As a member of the Scotch Malt Whisky Society, I receive periodic mailings from their magazine Outturn. It was from one of those mailings that I ordered a couple of bottles of their unique, cask-strength whisky. The bottles are production runs that are literally limited to what is left in the cask. Each of the bottles comes with a unique numbering system indicating the distillery and the cask number as well as an odd title that references one of the comments from the tasting panel.
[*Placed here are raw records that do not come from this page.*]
PR #22, opened 2019-01-16
Add resource events and set resourceId

jjbuchan:
# What

It adds the event that will be sent via Kafka whenever a resource change occurs.  Also modifies the existing resource object a little.

We made a decision to use `resourceId` instead of the `identifierName/Value` combo.  This includes those changes.

## How to test

This will be part of the Resource Management service PR.

# Why

The Monitor Management and Presence Monitor services will need to consume these.

# TODO

Finalize interaction between resource management and monitor management.

### DIFF
--- a/src/main/java/com/rackspace/salus/telemetry/messaging/ResourceEvent.java
+++ b/src/main/java/com/rackspace/salus/telemetry/messaging/ResourceEvent.java
@@ -1,0 +1,44 @@
+/*
+ * Copyright 2019 Rackspace US, Inc.
+ *
+ * Licensed under the Apache License, Version 2.0 (the "License");
+ * you may not use this file except in compliance with the License.
+ * You may obtain a copy of the License at
+ *
+ *     http://www.apache.org/licenses/LICENSE-2.0
+ *
+ * Unless required by applicable law or agreed to in writing, software
+ * distributed under the License is distributed on an "AS IS" BASIS,
+ * WITHOUT WARRANTIES OR CONDITIONS OF ANY KIND, either express or implied.
+ * See the License for the specific language governing permissions and
+ * limitations under the License.
+ */
+
+package com.rackspace.salus.telemetry.messaging;
+
+import java.util.Map;
+import javax.validation.constraints.NotBlank;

This evening I opened bottle number 93.36 Spicy Sausage & Chocolate Sauce., one of only 329 bottles.
Having gone out to the web and found the distillery decoder at a Danish whisky site, I was able to determine that the 93 is assigned to Glen Scotia, a Campbeltown distillery with a rather sketchy production history and the long rumored haunting by a former owner who drowned himself in the Campbeltown Loch after the distillery closed (for the first time) in 1928.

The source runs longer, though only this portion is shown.